Oceana documents italian tuna purse seiners carrying out fishing activities after the closure of the fisheryAll Press Releases…
Oceana researchers on board the Marviva Med present evidence showing how Italian, Turkish, Tunisian and Libyan vessels continue fishing southeast of the island of Malta.
June 19, 2008
Contact: Marta Madina ( [email protected] )
The early closure of the bluefin tuna fishery came into effect on June 16 for all EU tuna purseiners, except the Spanish fleet. The European Commission prohibited fishing as an emergency measure for the conservation and sustainable exploitation of this resource, as these fleets have repeatedly disregarded the EU Bluefin Tuna Recovery Plan.
As part of its campaign for the protection of bluefin tuna in the Mediterranean, the international marine conservation organisation, Oceana, is currently on board the research vessel Marviva Med documenting the activities of bluefin tuna fleets operating south of Malta.
Oceana was able to collect real-time evidence of a fishing operation carried out by the vessels of three different nationalities, 20 miles southeast of Malta and on the same day the fishery was closed. Most of these vessels are linked to the Italian industry. Two old Italian tuna purse seiners currently flying the Libyan flag, the Abr-Albihar and the Abr-Albihar II, were found fishing when Oceana’s vessel reached the area. These vessels were assisted by two industrial Italian purseiners, the Luigi Padre and the Maria Antonietta, during the entire operation, and by another Tunisian vessel, the Essaida Janet. Furthermore, these vessels have been operating in close collaboration with a Turkish support vessel, the Serte Ahmet, which was hauling a collapsible cage and providing supplies to the Italian tuna-fattening farms.
Xavier Pastor, Executive Director for Oceana Europe and head of the campaign on board the Marviva Med, declared: “The presence of Italian tuna purseiners sheds evident doubts on Italy’s compliance with the fishing prohibition. Furthermore, it is obvious that third-country fleets continue fishing for EU vessels in favour of European companies.”

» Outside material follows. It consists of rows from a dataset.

PR #728, opened 2023-03-21
test: use fatal for program exit errors in e2e test

huoqifeng:
Fixes: #726

### DIFF
--- a/cmd/cluster-provisioner/main.go
+++ b/cmd/cluster-provisioner/main.go
@@ -6,13 +6,30 @@ package main
 import (
 	"context"
 	"flag"
-	"fmt"
 	"os"
 
 	pv "github.com/confidential-containers/cloud-api-adaptor/test/provisioner"
 	log "github.com/sirupsen/logrus"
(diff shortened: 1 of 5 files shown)


stevenhorsman (approved):
LGTM. Thanks Qifeng & Yohei for the suggestion

wainersm (approved):
With the @yoheiueda 's observation to remove the `os.exit(1)` calls.

Hey @huoqifeng  thanks! I saw you guys using the logger on the code for ibmcloud, I thought it would be a good improvement to the framework too but I forgot to say :(

huoqifeng:
> `log.Fatal` internally calls `os.Exit(1)`, so I don't think you need to call `os.Exit(1)` by yourself here.
> 
> https://github.com/sirupsen/logrus/blob/v1.9.0/logger.go#L189-L191

Right, it will call os.Exit eventually https://github.com/sirupsen/logrus/blob/f8bf7650dccb756cea26edaf9217aab85500fe07/logger.go#L342, thanks @yoheiueda

yoheiueda (approved):
LGTM

PR #738, opened 2023-03-23
cmd: Notify systemd about service state changes

### LINKED ISSUE #735: cmd: Notify systemd when process becomes ready
Currently, no `Type` option is specified in `agent-protocol-forwarder.service`, so the start-up type of the `agent-protocol-forwarder` systemd service is set to the default value `simple`. This means that systemd will consider the `agent-protocol-forwader` service started immediately after the process has been forked.

This is not a convenient setting when we write another systemd service that depends on `agent-protocol-forwader`. Systemd will start the  service immediately after `agent-protocol-forwader` is forked, even though it is not ready to serving requests.

The start-up type `notify` lets systemd to wait until the `agent-protocol-forwader` service becomes ready.
https://www.freedesktop.org/software/systemd/man/sd_notify.html#Description

https://github.com/confidential-containers/cloud-api-adaptor/blob/a89512575ba52df9ac21ff4fb58639ae73f5c80f/podvm/files/etc/systemd/system/agent-protocol-forwarder.service#L8-L12

yoheiueda:
This patch enables notification to systemd using the sd_notify protocol.  When the program is running as a systemd service with type=notify, and becomes ready for serving requests, systemd gets notified.

Fixes #735

### DIFF
--- a/cmd/starter.go
+++ b/cmd/starter.go
@@ -10,6 +10,7 @@ import (
 	"os"
 	"os/signal"
 
+	"github.com/coreos/go-systemd/daemon"
 	"golang.org/x/sys/unix"
 )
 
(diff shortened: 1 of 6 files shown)


bpradipt (approved):
/lgtm
Thanks @yoheiueda 
I tested this successfully on libvirt with ubuntu podvm as well.

huoqifeng (approved):
/lgtm, thank you! @yoheiueda

PR #2056, opened 2024-09-25
azure: implicit nic creation + public ip support

mkulke:
The is a rework of the networking code. Currently we manage NICs explicitly, which requires a lot of code that is prone to race conditions and resource leaks. This PR changes the code to create NICs implicitly when creating a VM, the network resource will be managed as part of the VM lifecycle.

### Public IPs

There's also an opt-in toggle to attach (a implicitly-managed public ip) to the podvm. This option is mostly relevant for development purposes, there are obvious risks to expose a podvm's services to the internet in production environments. A given kubernetes deployment might not allow nodes (and hence the kata runtime) to connect to a podvm on the internet, further network configuration is required in those cases.

### PodVM internet access

In the current Pod VM deployment method, the VMs rely on a feature called [Default Outbound Access](https://learn.microsoft.com/en-us/azure/virtual-network/ip-services/default-outbound-access#add-an-explicit-outbound-connectivity-method). This will equip a machine with a transparent public ip if no other outbound connectivity means are configured. This feature is [being retired](https://azure.microsoft.com/en-us/updates/default-outbound-access-for-vms-in-azure-will-be-retired-transition-to-a-new-method-of-internet-access/) due to security considerations. Today implicit NIC-management does not support this feature any more.

A PodVM might rely on internet connectivity e.g. for guest-pull from public registries like DockerHub (note: the pod traffic itself is namespaced and routed through the node, so a Pod itself will share the outbound connectivity of the other pods in a cluster)

Outbound access should be explicitly configured, the following would be an example for AKS, where create a dedicated peerpod subnet on the Worker Node's VNet, to which we attach a NAT gateway with a public ip:

```bash
export AKS_RG="$(az aks show -n my-cluster -g my-resorce-group --query nodeResourceGroup -o tsv)"
export AZURE_VNET_NAME="$(az network vnet list -g ${AKS_RG} --query '[].name' -o tsv)"
export AKS_CIDR="$(az network vnet show -n $AZURE_VNET_NAME -g $AKS_RG --query "subnets[?name == 'aks-subnet'].addressPrefix" -o tsv)"
# 10.224.0.0/16
export MASK="${AKS_CIDR#*/}"
# 16
PEERPOD_CIDR="$(sipcalc $AKS_CIDR -n 2 | grep ^Network | grep -v current | cut -d' ' -f2)/${MASK}"
# 10.225.0.0/16
az network public-ip create -g "$AKS_RG" -n peerpod
az network nat gateway create -g "$AKS_RG" -l "$AZURE_REGION" --public-ip-addresses peerpod -n peerpod
az network vnet subnet create -g "$AKS_RG" --vnet-name "$AZURE_VNET_NAME" --nat-gateway peerpod --address-prefixes "$PEERPOD_CIDR" -n peerpod
# SUBNET_ID is to be used in the peerpod configmap
export SUBNET_ID="$(az network vnet subnet show -g "$AKS_RG" --vnet-name "$AZURE_VNET_NAME" -n peerpod --query id -o tsv)"
```


src/cloud-providers/azure/provider.go
```diff
@@ -454,14 +433,8 @@ func (p *azureProvider) getVMParameters(instanceSize, diskName, cloudConfig stri
...
 			NetworkProfile: &armcompute.NetworkProfile{
-				NetworkInterfaces: []*armcompute.NetworkInterfaceReference{
-					{
-						ID: vmNIC.ID,
-						Properties: &armcompute.NetworkInterfaceReferenceProperties{
-							DeleteOption: to.Ptr(armcompute.DeleteOptionsDelete),
-						},
-					},
-				},
+				NetworkAPIVersion:              to.Ptr(armcompute.NetworkAPIVersionTwoThousandTwenty1101),
```
bpradipt, line 436: Is there any reference to the API version ? And do we need to keep a track of updates to the version?

mkulke: no, there shouldn't be a need to update it, it would use the latest API when unspecified. the network apis are generally not very dynamic, but it's a good idea to indicate which version has been used, so you'll get e.g. deprecation warnings if things change.

bpradipt (approved):
/lgtm

src/cloud-providers/azure/provider.go
```diff
@@ -181,42 +182,26 @@ func (p *azureProvider) CreateInstance(ctx context.Context, podName, sandboxID s
...
 	if err != nil {
 		return nil, err
 	}
 
 	logger.Printf("CreateInstance: name: %q", instanceName)
 
-	result, err := p.create(ctx, vmParameters)
+	vm, err := p.create(ctx, vmParameters)
 	if err != nil {
-		if err := p.deleteDisk(context.Background(), diskName); err != nil {
```
snir911, line 201: IIUC disk implicit deletion is already happening no? are these leftovers?

snir911 (approved):

Issue #2059, opened 2024-09-25
Extracting oras failing on s390x for podvm-builder due to ARCH hardcoded to amd64


ajaypvictor:
### Describe the bug

While building the `podvm-builder` image on s390x, due to `ARCH` being hardcoded on the Dockerfile, it is looking for amd64 version while untaring and failing with the following error:
```
0.962 tar (child): Error is not recoverable: exiting now
0.962 tar: Child returned status 2
0.962 tar: Error is not recoverable: exiting now
------
Dockerfile.podvm_builder.rhel:85
--------------------
  83 |
  84 |     ADD https://github.com/oras-project/oras/releases/download/v${ORAS_VERSION}/oras_${ORAS_VERSION}_linux_${ARCH}.tar.gz oras_${ORAS_VERSION}_linux_amd64.tar.gz
  85 | >>> RUN rm -rf /usr/local/bin/oras && tar -C /usr/local/bin -xzf oras_${ORAS_VERSION}_linux_${ARCH}.tar.gz && rm -f oras_${ORAS_VERSION}_linux_${ARCH}.tar.gz
  86 |
  87 |     WORKDIR /src
--------------------
ERROR: failed to solve: process "/bin/sh -c rm -rf /usr/local/bin/oras && tar -C /usr/local/bin -xzf oras_${ORAS_VERSION}_linux_${ARCH}.tar.gz && rm -f oras_${ORAS_VERSION}_linux_${ARCH}.tar.gz" did not complete successfully: exit code: 2
make: *** [Makefile:169: podvm-builder] Error 1
```

### How to reproduce

Try building the podvm-builder image on s390x.

### CoCo version information

CAA main

### What TEE are you seeing the problem on

None

PR #2060, opened 2024-09-25
podvm: Update hardcoded value for oras on podvm-builder

ajaypvictor:
Updating the ARCH value on podvm-builder, so that it can pick up the respective architecture while it's being built.

Fixes https://github.com/confidential-containers/cloud-api-adaptor/issues/2059


stevenhorsman:
Given that we don't really want to dig into native s390x support for the ubuntu builder (as we build the s390x binaries image on top of the amd64 builder) and mkosi will replace it, so I've suggested to Ajay to just update the rhel builder for now (which IBM are building natively due to subscription requirements), so I don't think we need the libvirt e2e tests passing now as we don't build rhel anywhere upstream.

stevenhorsman (approved):
LGTM. Thanks @ajaypvictor!

bpradipt (approved):
/lgtm

PR #2062, opened 2024-09-26
Webhook changes

bpradipt:
Fix handling of fractional cpu units during mutation
Reliably install cert-manager for webhook if needed.
~~Deploy webhook by default during install~~ : Will create a separate PR for this

### DIFF
--- a/src/cloud-api-adaptor/docker/prereqs.sh
+++ b/src/cloud-api-adaptor/docker/prereqs.sh
@@ -86,14 +86,14 @@ install_os_packages() {
 # the function will download the packages, extract them and install them in /usr/local/bin
 # Following are the packages that are installed:
 # yq=https://github.com/mikefarah/yq/releases/download/v4.44.2/yq_linux_amd64
-# kubectl=https://storage.googleapis.com/kubernetes-release/release/v1.27.11/bin/linux/amd64/kubectl
+# kubectl=https://storage.googleapis.com/kubernetes-release/release/v1.29.4/bin/linux/amd64/kubectl
 # kind=https://kind.sigs.k8s.io/dl/v0.23.0/kind-linux-amd64
 
 install_binary_packages() {
     # Define the required binary packages
     REQUIRED_BINARY_PACKAGES=(
         "yq=https://github.com/mikefarah/yq/releases/download/v4.44.2/yq_linux_amd64"
-        "kubectl=https://storage.googleapis.com/kubernetes-release/release/v1.27.11/bin/linux/amd64/kubectl"
+        "kubectl=https://storage.googleapis.com/kubernetes-release/release/v1.29.4/bin/linux/amd64/kubectl"
         "kind=https://kind.sigs.k8s.io/dl/v0.23.0/kind-linux-amd64"
     )
 
--- a/src/webhook/Makefile
+++ b/src/webhook/Makefile
@@ -1,3 +1,4 @@
+ARCH        ?= $(subst x86_64,amd64,$(shell uname -m))
 
 # Image URL to use all building/pushing image targets
 IMG ?= quay.io/confidential-containers/peer-pods-webhook:latest
@@ -109,7 +110,6 @@ undeploy: ## Undeploy controller from the K8s cluster specified in ~/.kube/confi
 kind-cluster: ## create a kind cluster for testing 
 	kind create cluster --image "kindest/node:v$(ENVTEST_K8S_VERSION)" \
 		--wait 120s --name "$(KIND_CLUSTER_NAME)"
-	kubectl apply -f https://github.com/jetstack/cert-manager/releases/download/v1.6.1/cert-manager.yaml
 
 .PHONY: kind-delete
 kind-delete: ## delete the kind test cluster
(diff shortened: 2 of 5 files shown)


bpradipt:
This should fix the webhook CI errors due to cert-manager issues.

src/cloud-api-adaptor/docker/prereqs.sh
```diff
@@ -86,7 +86,7 @@ install_os_packages() {
 # the function will download the packages, extract them and install them in /usr/local/bin
 # Following are the packages that are installed:
 # yq=https://github.com/mikefarah/yq/releases/download/v4.44.2/yq_linux_amd64
-# kubectl=https://storage.googleapis.com/kubernetes-release/release/v1.27.11/bin/linux/amd64/kubectl
+# kubectl=https://storage.googleapis.com/kubernetes-release/release/v1.29.4/bin/linux/amd64/kubectl
```
wainersm, line 89: Hi @bpradipt ,

am I missing something or this just changed the comment line? Probably you want to update the version listed in `REQUIRED_BINARY_PACKAGES`, right?

src/webhook/pkg/mutating_webhook/mutating-webhook_test.go
```diff
@@ -566,3 +566,226 @@ func TestMutatePod_NoChangeForDifferentRuntimeClass(t *testing.T) {
...
+		t.Errorf("Expected Memory annotation to be 4096, got %s", mutatedPod.Annotations[PEERPODS_MEMORY_ANNOTATION])
+	}
+
+	if _, exists := mutatedPod.Annotations[PEERPODS_GPU_ANNOTATION]; exists {
+		t.Errorf("Expected no GPU annotation, got %s", mutatedPod.Annotations[PEERPODS_GPU_ANNOTATION])
+	}
+
+	// Check resource requirements for all containers are cleared
+	// Except for the first container which has the peer-pod resource added
+	for idx, container := range mutatedPod.Spec.Containers {
```
wainersm, line 690: Likewise

src/webhook/pkg/mutating_webhook/remove-resourcespec.go
```diff
@@ -80,11 +81,12 @@ func adjustResourceSpec(pod *corev1.Pod) *corev1.Pod {
 
 	// Add cpu annotation
 	if !cpuRequest.IsZero() && cpuLimit.Cmp(cpuRequest) >= 0 {
-		logger.Printf("Adding CPU annotation based on cpuLimit: %s", cpuLimit.String())
-		annotations[PEERPODS_CPU_ANNOTATION] = cpuLimit.String()
+		logger.Printf("Adding CPU annotation based on cpuLimit (scaled value): %d", cpuLimit.Value())
```
wainersm, line 84: The documentation of https://pkg.go.dev/k8s.io/apimachinery/pkg/api/resource#Quantity.Value got me confused as it says `Value returns the unscaled value of q rounded up to the nearest integer away from 0`. I'm not expect here so just bringing to your attention to double-check we are using the right function.

src/webhook/Makefile
```diff
@@ -122,6 +122,25 @@ kind-load: ## load the image in the local kind cluster
...
+	chmod +x cmctl
+	# Deploy cert-manager
+	kubectl apply -f https://github.com/jetstack/cert-manager/releases/download/v1.15.3/cert-manager.yaml
+	# Wait for service to be up
+	kubectl wait --timeout=30s -n cert-manager endpoints/cert-manager --for=jsonpath='{.subsets[0].addresses[0].ip}'
+	kubectl wait --timeout=30s -n cert-manager endpoints/cert-manager-webhook --for=jsonpath='{.subsets[0].addresses[0].ip}'
+	# Wait for few seconds for the cert-manager API to be ready
+	# otherwise you'll hit the error "x509: certificate signed by unknown authority"
+	# Best is to use cmctl - https://cert-manager.io/docs/installation/kubectl/#2-optional-wait-for-cert-manager-webhook-to-be-ready
+	./cmctl check api --wait=2m
```
wainersm, line 137: I tested this `deploy-cert-manager` target; worked pretty well. The API was up and running very quickly so maybe we can even reduce the wait time to a few seconds so that, on fail, we don't need to wait 2m.

src/webhook/pkg/mutating_webhook/mutating-webhook_test.go
```diff
@@ -566,3 +566,226 @@ func TestMutatePod_NoChangeForDifferentRuntimeClass(t *testing.T) {
...
```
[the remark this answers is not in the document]
bpradipt: I just kept the loop same for all the tests. Since only the first container is expected to have the resource req/limit after mutation it will continue and exit the loop. Either we can check for number of containers as you mentioned or just use the one like in the current code.

src/webhook/pkg/mutating_webhook/remove-resourcespec.go
bpradipt: Basically the my comment may be misleading. I will remove the scale word. The key is rounding up to the nearest integer.

src/webhook/Makefile
bpradipt: I think wait is the max wait. It'll will exit the moment the api is up.

src/cloud-api-adaptor/docker/prereqs.sh
bpradipt: yes ;) .. Nice catch

src/webhook/pkg/mutating_webhook/remove-resourcespec.go
wainersm: ah ok, I was suspicious that we wanted rounding up instead :)

src/webhook/Makefile
bpradipt: You can try re-running cmctl check api again on a ready system and it'll return immediately. 
Let's leave it at 2m as anyway in CI and otherwise things can be flaky due to network issues and it can take time. 
If you still prefer a lower time, let me know a value and I'll update the PR.

wainersm: no, that's ok. let's keep as is

wainersm (approved):
Thanks @bpradipt !

src/webhook/Makefile
bpradipt: Our messages crossed ;) .. Leaving the time as 2m for now

src/webhook/pkg/mutating_webhook/remove-resourcespec.go
bpradipt: kata and caa cannot handle vcpus values as 100m or 0.5, so we need it to be rounded to the neared integer :-)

The fleets from third countries, such as Libya or Turkey, are mainly comprised of EU vessels that have been transferred to other companies in order to avoid the control measures implemented in the EU. As such, Libyan vessels can be frequently found in French ports such as Sete, and Turkish vessels can be found operating in Italian tuna-fattening farms.
Xavier Pastor has suggested: “The closing of the fishery does not signal the end of the bluefin tuna catches. The laws continue to be disregarded and mocked. Hundreds of vessels continue fishing, the fattening farms continue receiving catches and the companies that supposedly should have concluded their activities continue obtaining profits while pushing the fishery to the limits of collapse. The anticipated end of the activity, two weeks early, for EU vessels is neither enough, nor real. The bluefin tuna fishery must be urgently and completely closed until the stocks can recover, and the implementation of this decision must be effectively monitored.”